Magnon-magnon coupling efficiency of $η$=0.5 in weakly pinned synthetic antiferromagnets

Abstract: Synthetic antiferromagnets (SAFs) consist of two ferromagnetic layers that are antiferromagnetically coupled. These systems support complex dynamical magnetic excitations, where interlayer coupling gives rise to both in-phase (acoustic) and anti-phase (optical) magnonic modes. Typically, simultaneous excitation of both modes requires breaking the symmetry between the ferromagnetic layers -- commonly achieved through slight misalignment of the experimental setup or by modifying the intrinsic magnetic properties. In our approach, we utilize a pinned synthetic antiferromagnet (pSAF), where one of the ferromagnetic layers is exchange-coupled to an antiferromagnet. We demonstrate that by tuning the thickness of the antiferromagnet and slightly enhancing the magnetic anisotropy of the pinned layer, both acoustic and optical modes can be efficiently excited -- without the need for experimental misalignment or changes to the intrinsic material properties.

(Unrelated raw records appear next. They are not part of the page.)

PR #583, opened 2016-09-15
master: numbers division for int and float

foxyterkel:
I apologize in advance for possible mistakes, first time trying to take part in open source project.  All decimal columns defined as text field, I change this behavior. Now decimal defined as float. Changed default formatting for float and int. And separate int and text cases.

### DIFF
--- a/pgcli/main.py
+++ b/pgcli/main.py
@@ -137,7 +137,8 @@ class PGCli(object):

Under specific conditions, the magnon dispersion relations exhibit anti-crossing behavior, resulting in the emergence of a magnonic bandgap -- a clear signature of strong magnon-magnon coupling. The coupling efficiency $\eta$, defined as the ratio between the bandgap and the characteristic frequency, reaches $\eta = 0.5$, approaching the ultra-strong coupling regime ($\eta = 1$). The combination of strong mode hybridization, a sizable magnonic bandgap, and high ferromagnetic resonance (FMR) coherence over large areas -- all achieved at room temperature without cryogenic cooling -- underscores the potential of these systems for quantum magnonic applications, including quantum computing.